If you knew how much I fought with a biscuit .... Half the forum laughed at me.))) I have been baking the most difficult bread for many years, I have been working with sourdough, and an elementary biscuit - tear it off and throw it away, damn it ... I made it more 10 times for sure)) According to different recipes / technologies ... Not at all. Then one time it worked out and I grabbed - as it should be. All. Now, like clockwork. It's just that when chabatta comes out right away, it's often lucky. We must try hard.

At the beginning of baking, there should be a moment of explosion of the dough. A sharp rise of the workpiece due to the rapid and strong heating. Steam allows to greatly increase the thermal conductivity of the air for this and does not immediately grab the crust. We need the crust when the full rise phase has passed. The lower the temperature and the longer the baking, the lower the bread will be, and the crust will be thick and very dry. Moisture and very high heat at the start of baking results in a thin and crispy crust and very good volume. A good chabatta is very easy to identify. Take it in your hand and if by weight it is clearly lighter than it looks (it seems that it should be much heavier) - this is the correct chabatta. This means that a large part of the "insides" is occupied by holes, ie, air.
Anchic
Nata, I repeated the ciabatta and it turned out. Mixed in boche.The flour was not very good, but I added about 1 g of ascorbic acid (I somehow read this advice from Lyudmila from Toronto). Now I will upload a photo from my phone.
Anchic
Here's today's result:
Ciabatta by Peter Reinhart (on pulish)

And the cutter:
Ciabatta by Peter Reinhart (on pulish) Ciabatta by Peter Reinhart (on pulish)

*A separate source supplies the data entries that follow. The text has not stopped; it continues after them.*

PR #417, opened 2017-02-01
Do not install system versions of Python dependencies

### LINKED ISSUE #415: Anitya doesnt start after 'vagrant up'
After doing 'vagrant up' and 'vagrant ssh', the command to start anitya: 
`systemctl --user start anitya.service`
doesn't work.
On irc at #fedora-admin, jcline told me that It can be fixed (and yes, it does) doing :
$: workon  anitya
$: pip install -U flask
I leave as a reference the conversation i had with jcline:

> <jcline> x-ip, one thing I did find yesterday when I re-upped my vagrant environment is that flask isn't automatically upgraded to the latest version so anitya doesn't start. You'll need to run `workon anitya && pip install -U flask` once you `vagrant up` until that gets fixed in the ansible setup.

jeremycline:
Currently, we have to set up the virtualenv with the system site
packages since we have a hard dependency on the rpm module which isn't
on PyPI (as far as I can tell).

Although it is nice to have the system version of packages available
outside the virtual environment for testing, they cause problems when
added to the virtual environment. Specifically, it caused the flask
binary to not be inside the virtualenv and that is used to run the web
application. This commit removes all the non-essential system packages
to ensure the virtualenv is clean.

fixes #415

### DIFF
--- a/ansible/roles/anitya-dev/tasks/main.yml
+++ b/ansible/roles/anitya-dev/tasks/main.yml
@@ -17,19 +17,6 @@
     - openssl-devel
     - python2-devel
     - python3-devel
-    - python-bunch
-    - python-dateutil
-    - python-docutils
-    - python-flask
-    - python-flask-openid
-    - python-flask-wtf
-    - python-markupsafe
-    - python-openid
-    - python-psycopg2
-    - python-setuptools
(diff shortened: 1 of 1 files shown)


pypingou:
Wfm 👍

PR #424, opened 2017-02-07
Enhance the tox.ini

jeremycline:
I reviewed a nice tox PR by @abompard and so I'm putting some of the new
tricks I learned into practice. Thanks @abompard!

This adds a few new tests to the tox.ini and removes the various other
test runners. It also updates the documentation to make it clear the
tests should be run with tox.


jeremycline:
@ncoghlan I'd be very grateful if you could review this since you initially added tox support and I'm a new(ish) tox user.

ncoghlan:
Looks good to me, but the one comment I'd make is that the direct shell script remains useful for testing that Anitya runs correctly in an *existing* virtual environment.

jeremycline:
Good point. I added the shell script back.

PR #425, opened 2017-02-07
Prep for the 0.11.0 release

jeremycline:
Unfortunately to build this on EPEL 7 I had to add a patch. I plan to package Anitya for Fedora soon so we can pull all this specfile stuff out, but I want to release this first.

### DIFF
--- a/files/anitya.spec
+++ b/files/anitya.spec
@@ -2,13 +2,14 @@
 %distutils.sysconfig import get_python_lib; print (get_python_lib())")}
 
 Name:           anitya
-Version:        0.10.1
+Version:        0.11.0
 Release:        1%{?dist}
 Summary:        Monitor upstream releases and announce them on fedmsg
 
 License:        GPLv2+
 URL:            https://github.com/fedora-infra/anitya/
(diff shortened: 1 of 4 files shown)


files/anitya.spec
```diff
@@ -2,13 +2,14 @@
...
 Name:           anitya
-Version:        0.10.1
+Version:        0.11.0
 Release:        1%{?dist}
 Summary:        Monitor upstream releases and announce them on fedmsg
 
 License:        GPLv2+
 URL:            https://github.com/fedora-infra/anitya/
 Source0:        %{url}/archive/%{version}/anitya-%{version}.tar.gz
+Patch0:         0001-Remove-conditional-requires.patch
```
pypingou: It's been added but not applied.

Note that for such changes you could also just use sed in the ``%prep`` section

jeremycline: I have a terrible problem with adding patches and neglecting to apply them. Luckily, ``autosetup`` automatically applies all patches. Unluckily, I neglected to pass ``-p1`` to autosetup. I've fixed that and made sure it builds.

pypingou:
All good for me

PR #427, opened 2017-02-13
Fix all warnings generated when building the Sphinx docs

jeremycline:
The only two issues were that titles makes the HTTP API docs generator unhappy
and the indentation on one module's docblock was off.

This also enables warnings in the Sphinx project being treated as errors
and will cause the build to fail.

### DIFF
--- a/anitya/lib/exceptions.py
+++ b/anitya/lib/exceptions.py
@@ -1,12 +1,26 @@
 # -*- coding: utf-8 -*-
-
+#
+# This file is part of the Anitya project.
+# Copyright (C) 2014-2016  Red Hat, Inc.
+#
+# This program is free software; you can redistribute it and/or modify
+# it under the terms of the GNU General Public License as published by
+# the Free Software Foundation; either version 2 of the License, or
+# (at your option) any later version.
+#
+# This program is distributed in the hope that it will be useful,
+# but WITHOUT ANY WARRANTY; without even the implied warranty of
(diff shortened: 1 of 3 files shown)


anitya/lib/exceptions.py
```diff
@@ -1,12 +1,26 @@
...
+# This program is distributed in the hope that it will be useful,
+# but WITHOUT ANY WARRANTY; without even the implied warranty of
+# MERCHANTABILITY or FITNESS FOR A PARTICULAR PURPOSE.  See the
+# GNU General Public License for more details.
+#
+# You should have received a copy of the GNU General Public License
+# along with this program; if not, write to the Free Software
+# Foundation, Inc., 51 Franklin Street, Fifth Floor, Boston, MA  02110-1301  USA
 """
- (c) 2014-2016 - Copyright Red Hat Inc
```
pypingou: Dropping the copyright?

akien-mga: It's a few lines up in the reformatted header.

pypingou: yeah, just realized this when viewing another PR :)

pypingou:
👍 for me

anitya/lib/exceptions.py
jeremycline: Yeah, that's the way the GPL recommends applying the copyright notice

Delicious, aromatic bread. And the crust .... mmmm
Scarecrow
Anchic,

A great!! Airy, inflated, with holes !! Well done!
Anchic
Scarecrow, thanks I am so glad that it turned out
eye
Nat, I brought thanks!
I post:
Ciabatta by Peter Reinhart (on pulish)

we are very biting, albeit without holes.
flour makfa, water left in the maximum - 170, from 90 kolobok was.
when proofing, they blurred
I put a large cast-iron pan in the bottom of the oven, and splashed on it.
baked for half an hour: after 20 minutes she was pale.
for me the discovery was that such a dough by consistency can be molded.
repeat the boom unambiguously, we will compose "under".
Thank you, Suns, for science and support!
Scarecrow
eye,

Oh, Tanya made it to the chabatt!)))

Look, well, there are no big holes. But the sponginess is wonderful. It tastes so special, of course. Long-fermented bread is unique and does not look like plain white bread. And he is capricious, consider this. Every other time he turns out to be strong-eyed. After all, it's not a bakery in our kitchen: the conditions are so and so ...
eye
yes, it tasted special, my mother didn’t even believe that it was made from ordinary flour. today, by the way, yeast is still audible, and more rubbery, perhaps, compared to fresh yeast. and what has blurred, is there a lot of water or has stood in the proofing?
Nat, I checked the oven, it’s not lying, I have 250 maximum, but I feel that the temperature is not enough for it, albeit with cast iron.